Nice choice! Rep sent for the new saw EH?


----------



## d in the tree (Mar 14, 2012)

*more oil please!!!!!!!!!!!!!!!!!!*

A 440 will oil a 28" bar sufficiently, much bigger and it will depend on type of wood and age. Dead snag vs. green.


----------



## mopar1rules (Mar 14, 2012)

I personally like the 20" bar the best on my 044. Seems to be well balanced and cuts 90% of what I need it to.


----------



## dwraisor (Mar 14, 2012)

ShoerFast said:


> ...my Stihl dealer has my 046 Mag. just sitting on his shelf,,,,,, is $670 a good price (for powerhead only)?...

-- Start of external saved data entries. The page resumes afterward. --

PR #167, opened 2018-08-22
Upload rank model version and genome build version to Scout

patrikgrenfeldt:


cg/meta/analysis.py
```diff
@@ -252,3 +259,46 @@ def convert_panels(customer: str, default_panels: List[str]) -> List[str]:
...
+
+    def _open_bundle_file(self, relative_file_path: str) -> Any:
+        """Open a bundle file and return it as an Python object."""
+
+        full_file_path = self.Path(self.deliver.get_post_analysis_files_root_dir()).joinpath(
+            relative_file_path)
+        open_file = self.ruamel.yaml.safe_load(self.Path(full_file_path).open())
+        return open_file
+
+    def get_latest_data(self, family_id: str) -> dict:
```
ingkebil: What about renaming to `get_latest_metadata`

PR #171, opened 2018-08-27
Block submission of non current orderforms

patrikgrenfeldt:
Let customers use only the current orderform
- [ ] Document need to update order portal when orderform changes
- [ ] Document each column that is hardcoded in the orderform AM-doc


patrikgrenfeldt:
Implemented by #231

For that price I would really consider adding a few bills and walking away w/ the ms441 (get the M-tronic while your at it). New saws use far less fuel, the AV mounts are superb, there is warranty, and the M-tronic comps for elevation automatically... and since you mentioned cutting near the Rockies, I guess elevation could be an issue.


Just my two-cents.

dw


----------



## blackoak (Mar 14, 2012)

Bushmans said:


> Nice choice! Rep sent for the new saw EH?


The saw is 7 years old now since this was posted in 2005


----------